■ **EXERCISE BRIEF**
Set down, please, exactly the lines below that run from the line with "2. **Make the" to the line with "3. **Leave it and document** the edge case.", both lines included.

(RECORDS SUPPLIED Opens)

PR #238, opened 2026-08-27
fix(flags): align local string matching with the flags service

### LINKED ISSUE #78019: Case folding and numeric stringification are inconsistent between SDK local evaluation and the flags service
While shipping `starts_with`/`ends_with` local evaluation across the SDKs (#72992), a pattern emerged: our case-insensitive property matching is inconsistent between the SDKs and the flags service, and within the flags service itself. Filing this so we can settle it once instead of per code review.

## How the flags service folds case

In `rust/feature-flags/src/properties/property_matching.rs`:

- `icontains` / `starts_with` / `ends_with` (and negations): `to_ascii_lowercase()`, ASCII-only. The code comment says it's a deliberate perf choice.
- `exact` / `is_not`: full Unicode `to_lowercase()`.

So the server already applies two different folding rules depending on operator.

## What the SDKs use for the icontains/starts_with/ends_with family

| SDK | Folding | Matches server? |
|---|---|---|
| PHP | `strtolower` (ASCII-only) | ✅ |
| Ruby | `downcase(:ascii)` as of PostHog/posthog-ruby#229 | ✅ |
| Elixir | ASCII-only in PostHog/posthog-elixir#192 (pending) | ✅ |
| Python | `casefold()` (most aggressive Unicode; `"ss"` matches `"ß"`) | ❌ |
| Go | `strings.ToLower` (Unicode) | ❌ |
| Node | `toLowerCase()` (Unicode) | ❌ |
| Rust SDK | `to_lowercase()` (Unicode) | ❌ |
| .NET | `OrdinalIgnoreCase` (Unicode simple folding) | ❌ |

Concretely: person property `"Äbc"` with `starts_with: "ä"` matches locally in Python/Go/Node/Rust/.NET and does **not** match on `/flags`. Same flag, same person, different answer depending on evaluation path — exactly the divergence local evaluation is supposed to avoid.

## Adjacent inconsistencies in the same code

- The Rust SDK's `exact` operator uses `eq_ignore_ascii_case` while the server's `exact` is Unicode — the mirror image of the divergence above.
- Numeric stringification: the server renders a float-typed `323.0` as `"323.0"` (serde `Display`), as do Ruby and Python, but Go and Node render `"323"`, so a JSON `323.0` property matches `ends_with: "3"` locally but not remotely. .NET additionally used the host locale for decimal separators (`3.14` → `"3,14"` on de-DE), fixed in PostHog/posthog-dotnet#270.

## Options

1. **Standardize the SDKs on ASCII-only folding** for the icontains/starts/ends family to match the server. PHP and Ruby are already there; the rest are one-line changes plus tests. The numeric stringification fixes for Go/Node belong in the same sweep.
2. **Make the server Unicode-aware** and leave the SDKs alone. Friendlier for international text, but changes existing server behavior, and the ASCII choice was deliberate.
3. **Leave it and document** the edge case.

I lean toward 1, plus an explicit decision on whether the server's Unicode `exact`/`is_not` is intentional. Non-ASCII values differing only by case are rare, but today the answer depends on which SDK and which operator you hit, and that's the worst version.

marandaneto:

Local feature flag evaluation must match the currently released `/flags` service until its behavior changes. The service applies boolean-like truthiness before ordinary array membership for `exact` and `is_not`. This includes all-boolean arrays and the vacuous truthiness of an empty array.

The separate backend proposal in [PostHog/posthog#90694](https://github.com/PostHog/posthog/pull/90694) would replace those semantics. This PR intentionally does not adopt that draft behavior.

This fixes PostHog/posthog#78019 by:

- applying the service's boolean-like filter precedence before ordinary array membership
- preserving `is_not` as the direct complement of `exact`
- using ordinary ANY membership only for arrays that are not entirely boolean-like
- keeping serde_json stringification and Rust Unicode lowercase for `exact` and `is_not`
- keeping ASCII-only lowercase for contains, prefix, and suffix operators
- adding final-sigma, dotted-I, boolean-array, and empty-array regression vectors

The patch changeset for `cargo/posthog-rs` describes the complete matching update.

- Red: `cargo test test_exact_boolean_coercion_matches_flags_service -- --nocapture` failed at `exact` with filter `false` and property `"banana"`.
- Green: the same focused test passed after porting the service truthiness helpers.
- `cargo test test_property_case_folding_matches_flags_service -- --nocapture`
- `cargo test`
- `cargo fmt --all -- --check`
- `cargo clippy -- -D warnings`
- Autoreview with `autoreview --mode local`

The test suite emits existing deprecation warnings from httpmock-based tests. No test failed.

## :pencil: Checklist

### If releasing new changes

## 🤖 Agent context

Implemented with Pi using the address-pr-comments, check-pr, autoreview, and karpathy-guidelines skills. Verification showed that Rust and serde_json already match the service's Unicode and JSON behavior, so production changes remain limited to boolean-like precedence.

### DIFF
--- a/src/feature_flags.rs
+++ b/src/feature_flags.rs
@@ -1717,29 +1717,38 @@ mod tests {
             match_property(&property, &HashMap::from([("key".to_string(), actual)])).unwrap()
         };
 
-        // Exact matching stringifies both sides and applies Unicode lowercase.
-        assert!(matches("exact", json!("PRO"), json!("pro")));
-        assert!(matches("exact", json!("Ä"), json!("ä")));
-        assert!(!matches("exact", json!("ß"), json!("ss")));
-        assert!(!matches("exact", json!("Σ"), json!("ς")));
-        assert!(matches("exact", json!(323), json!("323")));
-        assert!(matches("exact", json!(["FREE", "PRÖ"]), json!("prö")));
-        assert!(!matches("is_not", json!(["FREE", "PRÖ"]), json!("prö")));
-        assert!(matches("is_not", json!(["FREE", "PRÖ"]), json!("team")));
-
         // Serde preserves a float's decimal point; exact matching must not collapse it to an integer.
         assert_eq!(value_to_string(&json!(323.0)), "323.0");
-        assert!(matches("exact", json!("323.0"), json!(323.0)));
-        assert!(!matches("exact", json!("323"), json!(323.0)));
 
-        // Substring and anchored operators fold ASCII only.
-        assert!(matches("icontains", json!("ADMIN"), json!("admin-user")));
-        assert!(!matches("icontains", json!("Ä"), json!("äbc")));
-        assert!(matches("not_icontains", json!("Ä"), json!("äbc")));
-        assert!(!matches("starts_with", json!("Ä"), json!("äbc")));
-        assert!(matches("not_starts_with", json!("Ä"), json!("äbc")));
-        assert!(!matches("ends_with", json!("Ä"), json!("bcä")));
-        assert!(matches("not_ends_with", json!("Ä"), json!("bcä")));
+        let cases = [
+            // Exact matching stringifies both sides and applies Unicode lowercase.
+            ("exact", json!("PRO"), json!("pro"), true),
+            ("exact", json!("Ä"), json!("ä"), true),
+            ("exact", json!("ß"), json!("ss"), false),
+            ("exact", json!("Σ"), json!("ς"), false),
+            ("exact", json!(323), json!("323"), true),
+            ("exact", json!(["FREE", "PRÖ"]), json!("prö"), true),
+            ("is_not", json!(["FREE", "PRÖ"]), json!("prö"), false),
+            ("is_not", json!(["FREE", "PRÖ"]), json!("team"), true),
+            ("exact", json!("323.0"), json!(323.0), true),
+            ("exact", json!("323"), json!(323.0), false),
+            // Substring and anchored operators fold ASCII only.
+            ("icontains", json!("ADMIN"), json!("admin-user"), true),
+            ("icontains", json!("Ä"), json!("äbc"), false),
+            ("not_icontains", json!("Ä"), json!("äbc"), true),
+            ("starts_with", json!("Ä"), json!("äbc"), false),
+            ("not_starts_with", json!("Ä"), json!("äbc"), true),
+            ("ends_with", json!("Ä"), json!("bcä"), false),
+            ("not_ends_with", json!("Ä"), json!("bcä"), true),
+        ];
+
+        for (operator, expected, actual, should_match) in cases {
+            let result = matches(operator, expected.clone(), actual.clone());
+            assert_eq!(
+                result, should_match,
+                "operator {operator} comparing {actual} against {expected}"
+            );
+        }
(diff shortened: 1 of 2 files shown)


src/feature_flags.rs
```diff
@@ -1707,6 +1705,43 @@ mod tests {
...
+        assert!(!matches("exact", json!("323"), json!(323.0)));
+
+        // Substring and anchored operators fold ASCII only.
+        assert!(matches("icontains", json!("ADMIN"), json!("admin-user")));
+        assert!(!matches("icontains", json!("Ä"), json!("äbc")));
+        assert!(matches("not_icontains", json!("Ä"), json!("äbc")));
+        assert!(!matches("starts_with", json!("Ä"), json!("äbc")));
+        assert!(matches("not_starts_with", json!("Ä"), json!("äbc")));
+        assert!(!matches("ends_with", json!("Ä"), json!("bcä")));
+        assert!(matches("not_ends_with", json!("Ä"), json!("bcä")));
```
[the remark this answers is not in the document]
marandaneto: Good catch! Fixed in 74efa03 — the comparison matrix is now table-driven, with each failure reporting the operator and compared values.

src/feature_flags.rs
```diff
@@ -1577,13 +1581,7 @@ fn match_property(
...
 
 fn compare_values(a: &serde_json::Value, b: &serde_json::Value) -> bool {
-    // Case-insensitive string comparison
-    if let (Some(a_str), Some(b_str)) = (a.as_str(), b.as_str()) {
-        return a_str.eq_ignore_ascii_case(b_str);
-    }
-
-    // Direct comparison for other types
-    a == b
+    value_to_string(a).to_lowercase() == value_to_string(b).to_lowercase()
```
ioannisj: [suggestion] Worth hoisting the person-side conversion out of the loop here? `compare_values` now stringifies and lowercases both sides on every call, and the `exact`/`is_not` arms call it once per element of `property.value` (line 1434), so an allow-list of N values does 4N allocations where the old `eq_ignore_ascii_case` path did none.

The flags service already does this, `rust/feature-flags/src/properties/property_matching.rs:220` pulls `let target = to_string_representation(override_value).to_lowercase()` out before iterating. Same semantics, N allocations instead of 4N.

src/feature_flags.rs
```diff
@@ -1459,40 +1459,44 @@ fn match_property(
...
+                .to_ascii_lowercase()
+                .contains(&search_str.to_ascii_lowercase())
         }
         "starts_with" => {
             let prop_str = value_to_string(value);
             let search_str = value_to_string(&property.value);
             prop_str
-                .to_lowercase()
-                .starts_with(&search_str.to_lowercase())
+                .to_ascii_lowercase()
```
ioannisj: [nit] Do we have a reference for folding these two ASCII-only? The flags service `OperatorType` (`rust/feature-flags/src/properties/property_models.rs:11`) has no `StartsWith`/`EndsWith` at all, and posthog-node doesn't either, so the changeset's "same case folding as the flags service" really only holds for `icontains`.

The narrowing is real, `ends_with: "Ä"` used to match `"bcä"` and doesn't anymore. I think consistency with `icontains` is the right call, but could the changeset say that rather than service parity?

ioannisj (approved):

(RECORDS SUPPLIED Closes)
(RECORDS SUPPLIED Opens)

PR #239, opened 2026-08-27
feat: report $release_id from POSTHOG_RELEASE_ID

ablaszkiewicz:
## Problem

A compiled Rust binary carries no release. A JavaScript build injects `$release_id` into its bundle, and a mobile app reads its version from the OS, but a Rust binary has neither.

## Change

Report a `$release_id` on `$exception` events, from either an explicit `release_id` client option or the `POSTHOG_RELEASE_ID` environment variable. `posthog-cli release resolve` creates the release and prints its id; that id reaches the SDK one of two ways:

(RECORDS SUPPLIED Closes)
(RECORDS SUPPLIED Opens)

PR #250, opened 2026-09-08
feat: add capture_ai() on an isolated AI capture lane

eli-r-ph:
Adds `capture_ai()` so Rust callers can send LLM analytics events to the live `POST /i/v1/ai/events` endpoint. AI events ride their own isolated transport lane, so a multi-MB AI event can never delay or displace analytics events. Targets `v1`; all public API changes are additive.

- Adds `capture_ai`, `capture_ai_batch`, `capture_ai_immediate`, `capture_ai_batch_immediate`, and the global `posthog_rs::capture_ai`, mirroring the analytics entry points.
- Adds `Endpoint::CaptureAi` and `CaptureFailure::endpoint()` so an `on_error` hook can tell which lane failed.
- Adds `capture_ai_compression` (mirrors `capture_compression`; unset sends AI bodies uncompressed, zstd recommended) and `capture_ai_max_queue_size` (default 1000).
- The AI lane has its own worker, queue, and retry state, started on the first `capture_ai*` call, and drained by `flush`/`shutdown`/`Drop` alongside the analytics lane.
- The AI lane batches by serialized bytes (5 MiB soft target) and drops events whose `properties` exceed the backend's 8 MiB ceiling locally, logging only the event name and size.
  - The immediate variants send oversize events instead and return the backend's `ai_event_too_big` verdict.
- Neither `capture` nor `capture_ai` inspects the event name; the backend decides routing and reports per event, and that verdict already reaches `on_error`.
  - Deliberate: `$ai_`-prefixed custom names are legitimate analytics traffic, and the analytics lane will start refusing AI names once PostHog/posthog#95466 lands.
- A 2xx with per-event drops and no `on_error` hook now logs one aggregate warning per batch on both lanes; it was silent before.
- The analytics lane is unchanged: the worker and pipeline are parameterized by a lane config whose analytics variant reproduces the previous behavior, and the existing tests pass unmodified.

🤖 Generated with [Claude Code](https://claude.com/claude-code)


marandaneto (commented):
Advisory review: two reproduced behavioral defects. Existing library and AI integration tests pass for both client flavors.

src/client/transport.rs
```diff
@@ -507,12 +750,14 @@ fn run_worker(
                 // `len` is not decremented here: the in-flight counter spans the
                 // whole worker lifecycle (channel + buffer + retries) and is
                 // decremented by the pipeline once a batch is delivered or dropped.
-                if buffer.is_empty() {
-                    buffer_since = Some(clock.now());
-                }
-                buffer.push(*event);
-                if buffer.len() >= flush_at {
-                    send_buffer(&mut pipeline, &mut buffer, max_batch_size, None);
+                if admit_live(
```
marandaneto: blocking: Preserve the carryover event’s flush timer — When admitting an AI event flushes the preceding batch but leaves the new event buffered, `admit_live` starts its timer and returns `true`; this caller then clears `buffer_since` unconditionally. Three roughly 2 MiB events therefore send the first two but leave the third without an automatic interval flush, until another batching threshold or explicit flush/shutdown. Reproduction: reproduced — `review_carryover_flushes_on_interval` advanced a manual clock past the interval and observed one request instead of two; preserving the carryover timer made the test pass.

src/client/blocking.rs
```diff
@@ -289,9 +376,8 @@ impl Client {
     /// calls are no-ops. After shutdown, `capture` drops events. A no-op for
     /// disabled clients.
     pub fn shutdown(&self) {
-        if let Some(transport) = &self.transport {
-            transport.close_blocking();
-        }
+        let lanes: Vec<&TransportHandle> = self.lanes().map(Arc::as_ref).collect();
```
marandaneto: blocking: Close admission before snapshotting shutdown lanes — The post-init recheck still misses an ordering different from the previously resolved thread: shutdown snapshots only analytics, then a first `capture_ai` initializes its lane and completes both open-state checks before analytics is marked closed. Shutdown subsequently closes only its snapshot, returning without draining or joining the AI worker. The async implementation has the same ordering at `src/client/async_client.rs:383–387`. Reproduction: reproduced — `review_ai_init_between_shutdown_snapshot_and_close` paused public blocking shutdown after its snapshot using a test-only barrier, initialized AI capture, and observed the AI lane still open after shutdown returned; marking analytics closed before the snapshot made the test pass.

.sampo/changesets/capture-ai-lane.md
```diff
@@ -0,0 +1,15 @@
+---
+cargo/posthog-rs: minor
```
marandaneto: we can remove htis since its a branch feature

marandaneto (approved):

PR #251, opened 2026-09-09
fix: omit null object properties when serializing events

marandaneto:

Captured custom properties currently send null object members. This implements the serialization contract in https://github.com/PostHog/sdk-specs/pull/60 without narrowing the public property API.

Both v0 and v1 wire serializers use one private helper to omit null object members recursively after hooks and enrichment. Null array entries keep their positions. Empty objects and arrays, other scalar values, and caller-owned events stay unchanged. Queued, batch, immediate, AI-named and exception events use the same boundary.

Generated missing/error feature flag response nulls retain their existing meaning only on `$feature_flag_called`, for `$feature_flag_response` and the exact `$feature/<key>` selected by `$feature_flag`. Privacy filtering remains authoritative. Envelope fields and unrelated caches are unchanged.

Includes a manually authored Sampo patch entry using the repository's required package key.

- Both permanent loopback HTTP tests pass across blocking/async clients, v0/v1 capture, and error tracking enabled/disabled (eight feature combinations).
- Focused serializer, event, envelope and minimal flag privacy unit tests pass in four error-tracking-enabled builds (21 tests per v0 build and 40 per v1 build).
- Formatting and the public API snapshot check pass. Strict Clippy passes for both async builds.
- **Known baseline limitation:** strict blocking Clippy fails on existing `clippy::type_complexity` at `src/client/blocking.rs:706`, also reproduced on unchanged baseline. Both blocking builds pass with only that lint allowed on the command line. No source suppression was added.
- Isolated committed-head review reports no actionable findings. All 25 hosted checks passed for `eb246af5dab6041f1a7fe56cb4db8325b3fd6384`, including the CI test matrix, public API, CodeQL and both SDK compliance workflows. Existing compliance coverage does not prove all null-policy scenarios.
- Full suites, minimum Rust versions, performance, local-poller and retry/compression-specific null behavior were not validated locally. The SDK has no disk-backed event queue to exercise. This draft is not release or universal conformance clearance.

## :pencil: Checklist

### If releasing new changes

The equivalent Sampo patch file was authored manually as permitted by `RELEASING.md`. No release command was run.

(RECORDS SUPPLIED Closes)

■ **EXERCISE RESPONSE**
2. **Make the server Unicode-aware** and leave the SDKs alone. Friendlier for international text, but changes existing server behavior, and the ASCII choice was deliberate.
3. **Leave it and document** the edge case.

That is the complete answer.